(Beginning of Provided data)

PR #7969, opened 2022-03-11
Opt in to support solution reload reduction in branch switch scenarios

arkalyanms:
This PR is dependent on https://devdiv.visualstudio.com/DevDiv/_git/CPS/pullrequest/385286

Currently for branch switches all changes to the solution file will trigger solution reloads. I have improvements targeted in the BFO and solution code space to reduce the solution reloads and is gated behind a feature flag that is disabled at the moment. 

I would also like to start targeting these changes for CPS projects first before opening it up for legacy and VC. This PR introduces the needed attributes that I can then consume in the project-system side to claim default support. 

Note: This will still be gated behind the solution reload optimization feature flag that is default disabled for now. It will enabled after A/B testing the VS side changes.

###### Microsoft Reviewers: [Open in CodeFlow](https://portal.fabricbot.ms/api/codeflow?pullrequest=https://github.com/dotnet/project-system/pull/7969)


davkean (approved):

src/Microsoft.VisualStudio.ProjectSystem.Managed.VS/Packaging/ProjectTypeRegistration.cs
```diff
@@ -16,7 +16,8 @@
     DisableAsynchronousProjectTreeLoad = true,
     PossibleProjectExtensions = "vbproj",
     NewProjectRequireNewFolderVsTemplate = true,
-    SupportsCodespaces = true)]
+    SupportsCodespaces = true,
+    SupportsReloadFreeBranchSwitch = true)]
```
drewnoakes, line 20: As mentioned on the CPS PR, could the property name be `SupportsSolutionChangeWithoutReload`?

```suggestion
    SupportsSolutionChangeWithoutReload = true)]
```

davkean: Which is a very good point, because you'd do this regardless of whether it was a branch switch or not.

drewnoakes:
@arkalyanms is this for 17.2 or 17.3?

arkalyanms:
> > This is for 17.3.
> 
> `main` is still targeting 17.2.

Makes sense. This can wait.

arkalyanms:
@drewnoakes I just realized the typo in my above comment. This is for 17.2 Preview 3.0. The feature will be go in default disabled for 17.2 though and is going in just to get some preview coverage when features activate the feature flag or via an experiment.

drewnoakes:
@arkalyanms no problem. Can you get the build to pass?

arkalyanms:
> @arkalyanms no problem. Can you get the build to pass?

Sure, will bump up the CPS versions.

drewnoakes:
Thanks @arkalyanms. This should be inserted overnight, though we have seen some delays in insertions over the last week.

(End of Provided data)

Task goal: Transcribe all the entries, keeping each one exactly as it is.

Solution below:
PR #7969, opened 2022-03-11
Opt in to support solution reload reduction in branch switch scenarios

arkalyanms:
This PR is dependent on https://devdiv.visualstudio.com/DevDiv/_git/CPS/pullrequest/385286

Currently for branch switches all changes to the solution file will trigger solution reloads. I have improvements targeted in the BFO and solution code space to reduce the solution reloads and is gated behind a feature flag that is disabled at the moment. 

I would also like to start targeting these changes for CPS projects first before opening it up for legacy and VC. This PR introduces the needed attributes that I can then consume in the project-system side to claim default support. 

Note: This will still be gated behind the solution reload optimization feature flag that is default disabled for now. It will enabled after A/B testing the VS side changes.

###### Microsoft Reviewers: [Open in CodeFlow](https://portal.fabricbot.ms/api/codeflow?pullrequest=https://github.com/dotnet/project-system/pull/7969)


davkean (approved):

src/Microsoft.VisualStudio.ProjectSystem.Managed.VS/Packaging/ProjectTypeRegistration.cs
```diff
@@ -16,7 +16,8 @@
     DisableAsynchronousProjectTreeLoad = true,
     PossibleProjectExtensions = "vbproj",
     NewProjectRequireNewFolderVsTemplate = true,
-    SupportsCodespaces = true)]
+    SupportsCodespaces = true,
+    SupportsReloadFreeBranchSwitch = true)]
```
drewnoakes, line 20: As mentioned on the CPS PR, could the property name be `SupportsSolutionChangeWithoutReload`?

```suggestion
    SupportsSolutionChangeWithoutReload = true)]
```

davkean: Which is a very good point, because you'd do this regardless of whether it was a branch switch or not.

drewnoakes:
@arkalyanms is this for 17.2 or 17.3?

arkalyanms:
> > This is for 17.3.
> 
> `main` is still targeting 17.2.

Makes sense. This can wait.

arkalyanms:
@drewnoakes I just realized the typo in my above comment. This is for 17.2 Preview 3.0. The feature will be go in default disabled for 17.2 though and is going in just to get some preview coverage when features activate the feature flag or via an experiment.

drewnoakes:
@arkalyanms no problem. Can you get the build to pass?

arkalyanms:
> @arkalyanms no problem. Can you get the build to pass?

Sure, will bump up the CPS versions.

drewnoakes:
Thanks @arkalyanms. This should be inserted overnight, though we have seen some delays in insertions over the last week.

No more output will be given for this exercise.